EXERCISE OBJECTIVE | Every entry needs to appear again exactly as written below.

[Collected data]
══════════════════════════════
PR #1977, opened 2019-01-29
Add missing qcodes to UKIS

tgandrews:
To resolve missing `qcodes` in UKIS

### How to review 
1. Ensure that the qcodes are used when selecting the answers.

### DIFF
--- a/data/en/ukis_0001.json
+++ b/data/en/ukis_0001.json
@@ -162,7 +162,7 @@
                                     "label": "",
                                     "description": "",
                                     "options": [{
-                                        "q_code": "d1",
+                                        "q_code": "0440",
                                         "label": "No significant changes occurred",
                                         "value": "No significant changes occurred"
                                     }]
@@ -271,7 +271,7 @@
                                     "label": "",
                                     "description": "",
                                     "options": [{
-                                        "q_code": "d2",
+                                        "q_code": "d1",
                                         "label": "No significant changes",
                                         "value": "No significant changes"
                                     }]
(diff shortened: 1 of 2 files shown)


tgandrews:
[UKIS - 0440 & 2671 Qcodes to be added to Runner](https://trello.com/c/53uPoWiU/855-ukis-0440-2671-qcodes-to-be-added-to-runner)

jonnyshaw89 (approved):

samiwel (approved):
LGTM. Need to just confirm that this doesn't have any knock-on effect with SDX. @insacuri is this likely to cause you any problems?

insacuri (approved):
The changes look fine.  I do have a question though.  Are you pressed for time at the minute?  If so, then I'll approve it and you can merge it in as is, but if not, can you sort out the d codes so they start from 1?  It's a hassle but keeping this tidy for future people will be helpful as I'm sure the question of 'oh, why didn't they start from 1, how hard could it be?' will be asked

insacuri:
══════════════════════════════
RESPONSE AREA |
PR #1977, opened 2019-01-29
Add missing qcodes to UKIS

tgandrews:
To resolve missing `qcodes` in UKIS

### How to review 
1. Ensure that the qcodes are used when selecting the answers.

### DIFF
--- a/data/en/ukis_0001.json
+++ b/data/en/ukis_0001.json
@@ -162,7 +162,7 @@
                                     "label": "",
                                     "description": "",
                                     "options": [{
-                                        "q_code": "d1",
+                                        "q_code": "0440",
                                         "label": "No significant changes occurred",
                                         "value": "No significant changes occurred"
                                     }]
@@ -271,7 +271,7 @@
                                     "label": "",
                                     "description": "",
                                     "options": [{
-                                        "q_code": "d2",
+                                        "q_code": "d1",
                                         "label": "No significant changes",
                                         "value": "No significant changes"
                                     }]
(diff shortened: 1 of 2 files shown)


tgandrews:
[UKIS - 0440 & 2671 Qcodes to be added to Runner](https://trello.com/c/53uPoWiU/855-ukis-0440-2671-qcodes-to-be-added-to-runner)

jonnyshaw89 (approved):

samiwel (approved):
LGTM. Need to just confirm that this doesn't have any knock-on effect with SDX. @insacuri is this likely to cause you any problems?

insacuri (approved):
The changes look fine.  I do have a question though.  Are you pressed for time at the minute?  If so, then I'll approve it and you can merge it in as is, but if not, can you sort out the d codes so they start from 1?  It's a hassle but keeping this tidy for future people will be helpful as I'm sure the question of 'oh, why didn't they start from 1, how hard could it be?' will be asked

insacuri:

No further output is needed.